# Canadian Citizen on CAD payroll with US company - US Taxes Still Possible?



## tmlinfinity (Sep 17, 2014)

Hello,

If I am working for a US company but they establish a Canadian Payroll (to withhold CAD taxes etc..) But travel to the US frequently for work (approx. 60 to 70% and under TN status), will I still need to file a US tax return (whichever 1040* form is appropriate) if I surpass the Substantial Presence Test?

Would FATCA and FBAR reporting still apply?

Thanks.


----------



## Eclectic12 (Oct 20, 2010)

I'm not sure the SPT matters, except possibly for the FATCA & FBAR reporting.

Years ago, when I worked in the US on a TN1 visa. The Canadian company kept me as an employee where they paid me. The related US company was billed by the Canadian company for my work (100% in the US).
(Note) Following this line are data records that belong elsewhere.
PR #1217, opened 2022-10-31
Remove default titles from issue forms

miek:
This removes the pre-populated titles from the issue form templates. I think in practice they end up being confusing, and users often either overwrite them or leave the title empty. Since the template adds labels to the issues anyway, I think we can remove the title tags.


straithe (approved):
Looks great. Thank you!

PR #1233, opened 2022-11-23
CI: add hackrf_debug test

grvvy:


martinling (approved):
Looks good to me!

mossmann:
FYI, this will require an update for r9 which doesn't have MAX2837.

PR #1235, opened 2022-11-30
Make definition of "prev" consistent

stevefalco:
The definition of `prev` is `r1` at line 360 in macro `handle_shortfall`, but is later changed to `r0` in `checked_rollback` at line 569.  This causes a warning message:

`sgpio_m0.s:569: Warning: ignoring redefinition of register alias 'prev'`

Doing a disassembly shows that the assembler indeed ignores the redefinition and uses `r1` in `checked_rollback`.

This pull request simply changes the definition in `checked_rollback` to match what macro `handle_shortfall` is using, and thus eliminates the warning without actually changing the binary code that is generated.

### DIFF
--- a/firmware/hackrf_usb/sgpio_m0.s
+++ b/firmware/hackrf_usb/sgpio_m0.s
@@ -566,7 +566,7 @@ checked_rollback:
 	beq idle                                        //      goto idle                       // 3
 
 	// Otherwise, roll back the state to ignore the current shortfall, then jump to idle.
-	prev .req r0
+	prev .req r1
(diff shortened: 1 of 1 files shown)


martinling (approved):
Thanks for spotting and fixing this! I thought I had already fixed these warnings during the development of #982, but I guess this one slipped through one of the rebases.

(It is rather annoying that registers can only be given names like this on a file-wide scope in the first place, but I thought it was worthwhile naming everything for readability nonetheless, given that it was straightforward enough to find a set of assignments that worked without needing to redefine them, give or take having slipped up on this one)

PR #1237, opened 2022-12-09
restrict IF to 2170-2740 MHz

mossmann:
This fixes a bug on certain HackRF Ones and Jawbreakers with a MAX2837 or MAX2839 that fails to tune to as wide a range as most other units. This screenshot shows a TX sweep of two HackRF One r4 (A and F) and four HackRF One r9 with at least one of each revision exhibiting the problem:

Copy20221208_003


martinling (approved):
This all looks correct to me, and I can't find any places that you've not updated the range.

I was told upfront by the company tax specialists that I would have to file a US and Canadian tax return.

The work in the US started late in the year so I would not meet the SBT until the following year.


In my case, being paid by a Canadian company mean filing a US tax return for US work.
I'm not sure how in your case, a US company establishing a Canadian payroll for US work could avoid needing to file a US tax return.


My understanding is that what triggers the need for a US tax return is the US work.
The IRS web site says that one must file a return if the individual is:


> ... engaged or considered to be engaged in a trade or business in the United States during the year.


http://www.irs.gov/Individuals/International-Taxpayers/Taxation-of-Nonresident-Aliens


Cheers


----------



## tmlinfinity (Sep 17, 2014)

That is interesting.

My impression was that if you get paid by the Canadian subsidiary of a company yet work in the US under TN for the US subsidiary (for a project let's sat) it meant no US tax return was required either because you were only compensated by the Canadian side?

Thanks.


----------



## Charlie (May 20, 2011)

practically....I think if they give you a W2 (US form) you'll need to file US taxes and if they give you a T4 (cdn form) then just Canadian.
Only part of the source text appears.